__About this task__:
Please quote exactly the opening lines of the data, from the first line to the one where "Seven claims in" appears.

__Data to process__:
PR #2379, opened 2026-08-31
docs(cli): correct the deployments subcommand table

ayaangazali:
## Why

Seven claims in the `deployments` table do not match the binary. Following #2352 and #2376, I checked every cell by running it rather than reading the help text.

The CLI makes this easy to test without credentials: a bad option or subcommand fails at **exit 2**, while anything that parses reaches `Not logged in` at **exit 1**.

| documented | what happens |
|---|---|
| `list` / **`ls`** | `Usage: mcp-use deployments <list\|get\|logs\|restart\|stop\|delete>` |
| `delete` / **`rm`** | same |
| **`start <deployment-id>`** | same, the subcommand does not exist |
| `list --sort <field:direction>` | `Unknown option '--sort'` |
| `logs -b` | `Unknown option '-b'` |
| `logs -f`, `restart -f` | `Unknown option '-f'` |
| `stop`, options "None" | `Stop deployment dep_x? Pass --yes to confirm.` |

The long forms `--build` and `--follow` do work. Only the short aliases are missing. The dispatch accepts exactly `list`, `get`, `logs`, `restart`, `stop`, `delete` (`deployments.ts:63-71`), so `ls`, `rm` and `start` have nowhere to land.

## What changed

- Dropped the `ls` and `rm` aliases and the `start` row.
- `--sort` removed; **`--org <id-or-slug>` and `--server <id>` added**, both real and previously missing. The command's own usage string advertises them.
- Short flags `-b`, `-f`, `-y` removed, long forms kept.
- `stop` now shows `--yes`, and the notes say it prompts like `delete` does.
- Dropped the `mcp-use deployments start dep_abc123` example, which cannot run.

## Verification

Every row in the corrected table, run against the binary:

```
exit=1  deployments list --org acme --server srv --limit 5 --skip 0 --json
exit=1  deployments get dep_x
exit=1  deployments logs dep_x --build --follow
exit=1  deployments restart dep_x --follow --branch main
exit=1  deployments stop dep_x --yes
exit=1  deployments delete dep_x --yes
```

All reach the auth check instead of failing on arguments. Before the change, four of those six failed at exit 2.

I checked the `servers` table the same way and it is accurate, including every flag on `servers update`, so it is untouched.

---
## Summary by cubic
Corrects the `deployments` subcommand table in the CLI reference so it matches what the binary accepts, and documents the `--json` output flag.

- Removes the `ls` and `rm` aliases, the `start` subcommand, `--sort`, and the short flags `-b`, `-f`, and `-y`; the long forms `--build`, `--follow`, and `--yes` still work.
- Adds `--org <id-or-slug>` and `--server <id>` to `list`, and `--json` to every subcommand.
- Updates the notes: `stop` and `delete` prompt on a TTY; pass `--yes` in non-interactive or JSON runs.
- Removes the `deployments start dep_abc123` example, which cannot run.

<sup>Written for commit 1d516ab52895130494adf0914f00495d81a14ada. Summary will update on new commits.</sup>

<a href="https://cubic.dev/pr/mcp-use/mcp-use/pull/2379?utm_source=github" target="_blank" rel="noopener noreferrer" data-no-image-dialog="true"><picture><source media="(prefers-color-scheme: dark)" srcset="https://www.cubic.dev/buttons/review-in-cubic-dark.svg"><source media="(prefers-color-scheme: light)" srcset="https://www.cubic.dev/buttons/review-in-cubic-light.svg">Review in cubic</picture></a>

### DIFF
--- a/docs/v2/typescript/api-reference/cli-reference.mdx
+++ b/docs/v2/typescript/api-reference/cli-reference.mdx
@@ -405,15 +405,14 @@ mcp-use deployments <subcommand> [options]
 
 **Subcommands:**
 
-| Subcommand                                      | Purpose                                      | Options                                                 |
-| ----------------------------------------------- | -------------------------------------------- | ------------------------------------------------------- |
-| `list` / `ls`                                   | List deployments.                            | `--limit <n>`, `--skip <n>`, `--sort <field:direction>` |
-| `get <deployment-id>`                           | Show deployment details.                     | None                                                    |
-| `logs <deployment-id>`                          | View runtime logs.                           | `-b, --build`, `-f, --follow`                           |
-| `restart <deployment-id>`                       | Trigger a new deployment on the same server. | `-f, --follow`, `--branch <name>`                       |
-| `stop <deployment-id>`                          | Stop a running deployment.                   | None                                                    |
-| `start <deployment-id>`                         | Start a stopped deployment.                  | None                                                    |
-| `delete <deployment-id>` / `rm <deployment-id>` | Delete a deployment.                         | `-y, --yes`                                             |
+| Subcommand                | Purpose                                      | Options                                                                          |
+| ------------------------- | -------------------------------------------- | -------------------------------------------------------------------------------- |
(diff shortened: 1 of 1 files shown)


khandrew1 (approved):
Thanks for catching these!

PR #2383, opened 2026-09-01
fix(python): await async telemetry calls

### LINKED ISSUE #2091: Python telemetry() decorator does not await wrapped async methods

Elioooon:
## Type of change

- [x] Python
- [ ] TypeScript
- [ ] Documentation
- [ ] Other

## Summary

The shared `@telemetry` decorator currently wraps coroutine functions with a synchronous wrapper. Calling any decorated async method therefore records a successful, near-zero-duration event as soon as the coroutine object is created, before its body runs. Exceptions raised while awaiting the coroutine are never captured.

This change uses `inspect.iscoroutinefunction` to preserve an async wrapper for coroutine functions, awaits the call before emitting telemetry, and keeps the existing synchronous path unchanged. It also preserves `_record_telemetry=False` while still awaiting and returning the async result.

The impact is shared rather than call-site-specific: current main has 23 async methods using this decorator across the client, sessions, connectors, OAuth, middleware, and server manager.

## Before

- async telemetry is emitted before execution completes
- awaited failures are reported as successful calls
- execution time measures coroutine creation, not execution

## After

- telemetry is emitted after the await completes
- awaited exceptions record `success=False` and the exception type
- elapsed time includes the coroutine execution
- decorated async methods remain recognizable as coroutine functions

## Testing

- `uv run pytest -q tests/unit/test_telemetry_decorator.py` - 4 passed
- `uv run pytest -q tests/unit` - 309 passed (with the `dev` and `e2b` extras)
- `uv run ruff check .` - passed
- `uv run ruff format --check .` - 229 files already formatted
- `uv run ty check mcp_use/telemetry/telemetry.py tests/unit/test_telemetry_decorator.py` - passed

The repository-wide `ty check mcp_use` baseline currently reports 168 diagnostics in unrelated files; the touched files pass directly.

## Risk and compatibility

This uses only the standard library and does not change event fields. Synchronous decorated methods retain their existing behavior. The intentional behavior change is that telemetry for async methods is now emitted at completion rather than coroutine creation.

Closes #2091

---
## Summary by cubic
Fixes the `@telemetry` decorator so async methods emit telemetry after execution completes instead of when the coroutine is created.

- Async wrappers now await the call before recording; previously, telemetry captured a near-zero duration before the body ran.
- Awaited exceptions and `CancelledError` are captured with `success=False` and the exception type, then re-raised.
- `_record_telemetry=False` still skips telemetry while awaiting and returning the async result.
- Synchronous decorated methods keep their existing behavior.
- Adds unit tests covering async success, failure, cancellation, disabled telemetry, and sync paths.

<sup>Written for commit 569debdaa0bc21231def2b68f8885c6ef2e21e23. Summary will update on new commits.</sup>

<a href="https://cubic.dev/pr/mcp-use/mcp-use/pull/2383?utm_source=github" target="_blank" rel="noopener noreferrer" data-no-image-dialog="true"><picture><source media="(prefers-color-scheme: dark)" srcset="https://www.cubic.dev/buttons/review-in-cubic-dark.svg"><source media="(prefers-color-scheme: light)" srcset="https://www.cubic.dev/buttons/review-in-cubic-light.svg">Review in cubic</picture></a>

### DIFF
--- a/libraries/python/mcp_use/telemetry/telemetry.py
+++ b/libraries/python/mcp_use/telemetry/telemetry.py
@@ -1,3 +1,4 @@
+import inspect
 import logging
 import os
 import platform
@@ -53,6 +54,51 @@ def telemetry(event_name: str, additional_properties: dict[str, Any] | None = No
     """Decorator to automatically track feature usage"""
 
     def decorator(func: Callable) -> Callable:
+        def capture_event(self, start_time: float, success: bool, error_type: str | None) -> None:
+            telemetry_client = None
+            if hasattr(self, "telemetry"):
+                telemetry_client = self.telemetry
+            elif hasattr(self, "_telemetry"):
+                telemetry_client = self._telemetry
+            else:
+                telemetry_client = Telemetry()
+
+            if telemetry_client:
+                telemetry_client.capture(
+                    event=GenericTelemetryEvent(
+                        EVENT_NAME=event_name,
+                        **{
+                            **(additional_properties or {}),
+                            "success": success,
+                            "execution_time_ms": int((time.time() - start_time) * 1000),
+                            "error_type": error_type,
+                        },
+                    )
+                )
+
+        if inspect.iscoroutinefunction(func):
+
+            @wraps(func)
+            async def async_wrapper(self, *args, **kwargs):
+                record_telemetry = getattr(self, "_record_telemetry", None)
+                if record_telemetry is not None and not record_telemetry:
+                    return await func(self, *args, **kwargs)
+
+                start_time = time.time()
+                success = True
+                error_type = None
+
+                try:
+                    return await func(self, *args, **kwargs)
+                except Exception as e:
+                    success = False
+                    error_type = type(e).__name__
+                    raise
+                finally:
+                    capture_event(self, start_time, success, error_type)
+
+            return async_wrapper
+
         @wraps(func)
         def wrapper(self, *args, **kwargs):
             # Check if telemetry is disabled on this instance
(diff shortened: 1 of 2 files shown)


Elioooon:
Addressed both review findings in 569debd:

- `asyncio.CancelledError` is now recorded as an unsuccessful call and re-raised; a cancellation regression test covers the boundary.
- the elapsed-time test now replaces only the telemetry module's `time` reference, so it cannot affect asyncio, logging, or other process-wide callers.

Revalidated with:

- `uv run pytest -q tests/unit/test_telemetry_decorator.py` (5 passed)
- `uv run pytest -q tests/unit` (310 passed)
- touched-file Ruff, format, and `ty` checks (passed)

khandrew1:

__Result__:
PR #2379, opened 2026-08-31
docs(cli): correct the deployments subcommand table

ayaangazali:
## Why

Seven claims in the `deployments` table do not match the binary. Following #2352 and #2376, I checked every cell by running it rather than reading the help text.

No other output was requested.